PR #197, opened 2019-07-28
Fix repeated calls to rpm_versioned_name.

gordonmessmer:
rpm_versioned_name is called on package names multiple times in different contexts.  In the corner case of building a spec for EPEL where the base version is python3, this will lead to bad expansions:

```
Requires:       python%{python3_pkgversion}-python%{python%{python3_pkgversion}_pkgversion}-pulpcore-plugin >= 0.1rc2
Conflicts:      python%{python3_pkgversion}-python%{python%{python3_pkgversion}_pkgversion}-pulpcore-plugin >= 0.2

```

### DIFF
--- a/pyp2rpm/filters.py
+++ b/pyp2rpm/filters.py
@@ -4,7 +4,7 @@ from pyp2rpm import name_convertor
 
 def name_for_python_version(name, version, default_number=False):
     return name_convertor.NameConvertor.rpm_versioned_name(
-        name, version, default_number)
+        name, version, default_number, True)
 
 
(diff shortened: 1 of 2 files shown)


gordonmessmer:
Alternatively, rpm_versioned_name could just check for "python%{{python" in versioned_name and not change it if it is present.

gordonmessmer:
Rebased on the updated master.

gordonmessmer:
The issue that this PR fixes can be reproduced using:

```
pyp2rpm -t epel7 -b 3 -p 3 pulp_file
```

hroncok (approved):

PR #199, opened 2019-07-28
Always use the "distro" attribute for behavior checks.

gordonmessmer:
This allows users to specify a template file without requiring that its name be "distro" + ".spec".


hroncok:
Dos it preserve the old behavior?

gordonmessmer:
Yes, the output should be the same when the built-in templates are used.  When a custom template is used, the user will need to specify a distribution, whereas the current situation is that custom templates result in a failure and can't be used.

hroncok (approved):

PR #202, opened 2019-07-29
Use pypi_source macro

gordonmessmer:
PR #198 might be ... over-engineered.  This change will also support the pypi_source macro, but with fewer external requirements.  As a result, it's also a much smaller patch.

### DIFF
--- a/pyp2rpm/filters.py
+++ b/pyp2rpm/filters.py
@@ -62,10 +62,19 @@ def package_to_path(package, module):
         return package
 
 
+def macroed_url(url):
+    if (url.startswith('https://files.pythonhosted.org/packages/source/') and
+        (url.endswith('/%{pypi_name}/%{pypi_name}-%{version}.tar.gz') or
+         url.endswith('/%{pypi_name}/%{pypi_name}-%{version}.zip'))):
+        return '%{pypi_source}'
+    return url
+
+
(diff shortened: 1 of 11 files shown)


gordonmessmer:
The error here is a transient failure to download from pypi, and not a bug or unexpected change.

hroncok:
> The error here is a transient failure to download from pypi, and not a bug or unexpected change.

You should have rights to restart the build if you log in to Travis Ci with your GitHub account.

pyp2rpm/filters.py
```diff
@@ -62,10 +62,19 @@ def package_to_path(package, module):
         return package
 
 
+def macroed_url(url):
+    if (url.startswith('https://files.pythonhosted.org/packages/source/') and
+        (url.endswith('/%{pypi_name}/%{pypi_name}-%{version}.tar.gz') or
+         url.endswith('/%{pypi_name}/%{pypi_name}-%{version}.zip'))):
```
hroncok: If it ends with zip, you should return `%{pypi_source %{pypi_name} %{version} zip}` instead.

hroncok (changes requested):
There is a slight problem with the logic, but indeed this approach is better than #198

gordonmessmer:
Good catch.  Thanks!

PR #203, opened 2019-07-31
Print logging handlers to stderr on setup.py failure

gordonmessmer:


gordonmessmer:
For packages that fail to run setup.py, py2rpm will print something like:

```
Failed to extract data from setup.py script.
Check the log for details: [<FileHandler /tmp/pyp2rpm-root.log (DEBUG)>]
```

pyp2rpm/metadata_extractors.py
```diff
@@ -353,7 +353,9 @@ def _get_metadata(self, temp_dir):
                     logger.error("The JSON was: {0}".format(e.doc))
                 self.unsupported_version = current_version
         else:
-            sys.stdout.write("Failed to extract data from setup.py script.\n")
+            sys.stderr.write("Failed to extract data from setup.py script.\n")
+            sys.stderr.write("Check the log for details: {0}\n".format(
+                str(logger.parent.handlers)))
```
hroncok, line 358: Does the handler has a path attribute we could print instead?

gordonmessmer: Kind of.  We could use:
```
            sys.stderr.write("Check the log for details: {0}\n".format(
                ', '.join(x.stream.name for x in logger.parent.handlers)))
```

... but none of this is part of the documented API, as far as I know.

gordonmessmer: Result when using the --srpm flag, so that logging is sent to a file and to the console:
```
Check the log for details: /tmp/pyp2rpm-root.log, <stdout>
```

gordonmessmer: If we don't like mucking around with undocumented internals (and I don't), we could also keep a copy of output targets in a list in the logger module, and print the elements of that list in this error message.

PR #204, opened 2019-08-01
Print logging handlers to stderr on setup.py failure

gordonmessmer:


gordonmessmer:
Alternate implementation does not access "logging" module internals.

> What you need to do
Filter the records above, keeping each line that contains the word "behavior".

> Solution for this problem
Always use the "distro" attribute for behavior checks.
Dos it preserve the old behavior?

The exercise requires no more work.